Whoa! It was like my story idea had come to life! Mr. Seaver bolted out of the bat cave, and I bolted after him. When we reached the classroom, Mrs. Marano was gripping her stomach with both hands, and her jaw was mad tight. Jasmine was bringing her a paper cup of water while Aaron held a little battery-operated fan up to her face. The rest of the kids were going wild, standing on chairs to get a better look. Other teachers stormed in and instantly got on their cell phones. Somehow that gave kids permission to do the same, only they weren’t calling 911. They were taking pictures and going on Snapchat.

I ran over to Jade. What. The. Hell. No way I was going to some other school in some other whack town called Westburg. I would miss this world way too much. Besides, I was the best writer in my class here. I had a winning essay to prove it.

I stuffed the METCO pamphlet into my backpack and reached for my phone. What is METCO?? I texted Mom. She didn’t reply.

Jade was hitting me with questions. “Liliana? Hello? Do you not see that our teacher is gonna have a baby? And what did Mr. Seaver want?”

“Nothing.” I shooed her away.

“Dang. What’s good with you?”

“Nothing.”

Mr. Seaver and another teacher helped Mrs. Marano out the door and down the hall toward the elevator. I could hear sirens outside. Then another teacher came in and took control of our class. She passed out worksheets, but I couldn’t concentrate. I couldn’t stop thinking about METCO and Mr.

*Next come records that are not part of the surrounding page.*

PR #9937, opened 2019-08-07
testing/bcc: split into subpackages

acj:
~Now that libbpf has releases, I'm including it as part of `source` to simplify the build and patches.~ See discussion below.

### DIFF
--- a/testing/bcc/APKBUILD
+++ b/testing/bcc/APKBUILD
@@ -1,7 +1,7 @@
 # Maintainer: Adam Jensen <acjensen@gmail.com>
 pkgname=bcc
 pkgver=0.10.0
-pkgrel=0
+pkgrel=1
 pkgdesc="A toolkit for creating efficient kernel tracing and manipulation programs"
 url="https://github.com/iovisor/bcc/"
 arch="aarch64 x86 x86_64"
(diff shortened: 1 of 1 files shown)


kaey:
pkg-config files should be in -dev.
bcc-tools should also depend on py-bcc.
Everything else looks good.

acj:
Fixed. Thanks.

acj:
@maxice8 @Ikke Sorry for the direct ping, but if you have time for a review, I would love to get this merged. It's blocking work on several downstream projects.

testing/bcc/APKBUILD
```diff
@@ -1,22 +1,27 @@
...
+pkgrel=1
 pkgdesc="A toolkit for creating efficient kernel tracing and manipulation programs"
 url="https://github.com/iovisor/bcc/"
 arch="aarch64 x86 x86_64"
 license="Apache-2.0"
 # bcc's test suite requires privileged access to run BPF programs
 options="!check"
 depends="python"
+subpackages="$pkgname-dev:_dev $pkgname-doc:_doc $pkgname-tools:_tools $pkgname-lua:_lua py-$pkgname:_py"
+_libbpfver=0.0.4
```
maxice8: should libbpf be a separate APKBUILD ?

acj: I had hoped to simplify the build, but I just noticed that there's been a recent effort to make an RPM package for libbpf. We will probably want one as well.

Force-pushed a change to continue using testing/libbpf-dev.

testing/bcc/APKBUILD
```diff
@@ -33,6 +34,28 @@ build() {
 package() {
 	cd "$builddir/build"
 	make install DESTDIR="$pkgdir"
+
+	mv "$pkgdir"/usr/share/bcc/man "$pkgdir"/usr/share/man
```
kaey: Tools which these man pages refer to are not in PATH, so it's better to leave them in `/usr/share/bcc/man`.
Furthermore in a shared space they would conflict with man pages provided by bpftrace

PR #9940, opened 2019-08-07
community/sddm: enable on all arches and use supervise-daemon

maxice8:
@PureTryOut


PureTryOut:
LGTM, although as far as re-enabling on all arches goes, I already have a patch for that on https://lists.alpinelinux.org...

PR #9948, opened 2019-08-08
testing/firefox: enable wayland capabilities

Cogitri:
This doesn't change anything for Xorg sessions, but for Wayland sessions it makes
use of the GDK Wayland backend (if set by the session, e.g. via GDK_BACKEND=wayland),
which enables things like fractional scaling and different scaling factors across
different monitors

### DIFF
--- a/testing/firefox/APKBUILD
+++ b/testing/firefox/APKBUILD
@@ -2,7 +2,7 @@
 # Maintainer: Natanael Copa <ncopa@alpinelinux.org>
 pkgname=firefox
 pkgver=68.0
-pkgrel=0
+pkgrel=1
 pkgdesc="Firefox web browser"
 url="https://www.firefox.com/"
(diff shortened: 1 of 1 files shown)


liqa:
@Cogitri could you make the same changes to community/firefox-esr?
It's a good practice to keep both firefox in sync as much as possible.
So it's easier for future upgrades.

liqa:
Right now here's the 3 differences between the packages
```
+license="GPL LGPL MPL"
-license="GPL-3.0-only AND LGPL-2.1-only AND LGPL-3.0-only AND MPL-2.0"

+       nss-dev>=3.45
-       nss-dev>=3.44.1

+               --enable-default-toolkit=cairo-gtk3 \
-               --enable-default-toolkit=cairo-gtk3-wayland \
```

License should be double-checked

PR #9959, opened 2019-08-08
community/pdns: upgrade to 4.1.13

tcely:


tcely:
It'd be nice to have a decision about #9866 first, but I don't want to wait on that.

maxice8:
It was decided to include it

PR #9963, opened 2019-08-08
main/bind: split tools

tcely:
- improve descriptions
- added -server-tools subpackage
- added -libs-static subpackage
- provide py3-isc

### DIFF
--- a/main/bind/APKBUILD
+++ b/main/bind/APKBUILD
@@ -3,13 +3,13 @@
 # Contributor: Carlo Landmeter <clandmeter@gmail.com>
 # Contributor: Natanael Copa <ncopa@alpinelinux.org>
 # Maintainer: tcely <bind+aports@tcely.33mail.com>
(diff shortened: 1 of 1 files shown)


main/bind/APKBUILD
```diff
@@ -176,30 +193,57 @@ dev() {
...
+	depends="$depends_plugins"
+
+	mkdir -p "$subpkgdir"/usr/lib
+	mv "$pkgdir"/usr/lib/bind "$subpkgdir"/usr/lib/
+}
+
+py3_isc() {
+	pkgdesc="Python functions to support BIND utilities"
+	depends="$depends_py3_isc"
+	provides="py3-isc=${_isc_ver}-r${_isc_rel} py3-$pkgname=$pkgver-r$pkgrel"
```
ncopa: Why is the versioned provides needed? I think it adds complexity for no good reason.

PR #87, opened 2017-05-12
Attempt to stop infinite dep resolution

Senjai:
For some reason bundlers depedency graph has been terribly slow to
resolve. 20 minutes slow. Maybe this is fixed with the pre release, I
have no idea.

Bundler keeps breaking all the things sans changes to the project.


jhawthorn:
👍 This is the reason we need the rails `~> 4.2` in there anyways 😞

PR #88, opened 2017-05-15
Asset pipeline fixes

tvdeyen:
Without having an extension Rails refuses to precompile the assets
and raises an error in development mode.

### DIFF
--- a/lib/solidus_paypal_braintree/engine.rb
+++ b/lib/solidus_paypal_braintree/engine.rb
@@ -19,8 +19,6 @@ module SolidusPaypalBraintree
       end
     end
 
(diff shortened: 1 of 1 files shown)


Senjai:
@tvdeyen This appears to work for me though. If the assets weren't compiled, the test app shouldn't be able to find them. Is this just for production or?

tvdeyen:
> raises an error in development mode.

The app I'm using this in is a Rails 4.2 app. But this should also be an issue with Rails 5. Not shure why this isn't happening in the test app. Maybe Rails silently ignores this in test mode? Anyhow, it works with the extension and fixed the error in the app I'm developing.

PR #94, opened 2017-06-15
Support Rails 5.1

Sinetheta:


tvdeyen:
Bundler 😞

Sinetheta:
Heh, I don't think it's all bundler. I had local failures as well that look like they are due to changes to rake.

Issue #74, opened 2017-04-28
Payments in backend not working


tvdeyen:
Payments are not working in backend currently:

1. The JS only inits if previous cards are present
2. The Braintree client JS is not loaded/included in the backend

Got a fix in my client app, will provide a PR soon.

tvdeyen:
Here is my current branch: https://github.com/tvdeyen/solidus_paypal_braintree/tree/backend-payments

Lacks of tests, though.

isaacfreeman:
@tvdeyen: I've cherry-picked from your branch and it's working for me here so far. If it's OK with you, I'll continue with adding tests and get a PR up.

tvdeyen:
@isaacfreeman sure, thanks.

isaacfreeman:
@tvdeyen: I think we should be able to close this now.

tvdeyen:
Aight

PR #95, opened 2017-06-18
Support Rails 5.1

isaacfreeman:
Reworking #94 

Currently down to three build errors.

PR #97, opened 2017-06-21
Backend payments

isaacfreeman:
Per #74, set up backend payments. Practically all @tvdeyen's work so far.


tvdeyen:
@isaacfreeman I think we need a rebase after #95 was merged

isaacfreeman:
Progress: building green for master and v2.2.

lib/views/backend/spree/admin/payments/source_forms/_paypal_braintree.html.erb
```diff
@@ -1,10 +1,12 @@
 <% id = payment_method.id %>
+<% radio_buttons_use_name = Gem::Version.new(Spree.solidus_version) < Gem::Version.new('1.3') %>
+<% radio_button_id = radio_buttons_use_name ? 'braintree' : payment_method.id %>
```
tvdeyen: Since these views are only put into Rails’ loadpath, if `backend` is available, we could make two versions of this file and decide in `engine.rb` which one to pick.

isaacfreeman: Makes sense to me. If we have to check versions, better to do it once.

lib/views/backend_v1.2/spree/admin/payments/source_forms/_paypal_braintree.html.erb
```diff
@@ -0,0 +1,16 @@
+<% id = payment_method.id %>
+
+<fieldset class="no-border-bottom braintree-hosted-fields" data-braintree-hosted-fields data-id="braintree" data-payment-method-id="<%= id %>">
```
Sinetheta: Is `data-id="<%= id %>"` vs `data-id="braintree"` the only difference between these files? Can we move that out into ruby land where it's easier to understand and share the same partial?

isaacfreeman: Sure. It's a significant difference for Solidus version compatibility, but all the more reason to give it a named method.

isaacfreeman: On discussion, we agreed to leave this one as is. We anticipate that support for Solidus v1.2 may be dropped before too long, at which point it goes away.

tvdeyen: @Sinetheta like discussed earlier we don't want to have Solidus version comparison in view files. This file will be gone soon as we drop support for Solidus < 1.2

We could move all the parts that we share into a partial and only leave the wrapper in these two partials, but again, this is just an intermediate solution.

tvdeyen:
Thanks for picking up the work @isaacfreeman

Seaver and how he’d said my parents had signed me up in the first place. Parents—as in Mom and Dad. Did my dad really know about it? Sometimes one of them signed me up for something without telling the other. Plus, right now things were... complicated with him, as in, he’d taken off—again. Truth, he had to know. He was the one who got me all into reading, which got me into writing, in the first place.

And now I couldn’t even ask him. I had to find out more about this METCO program.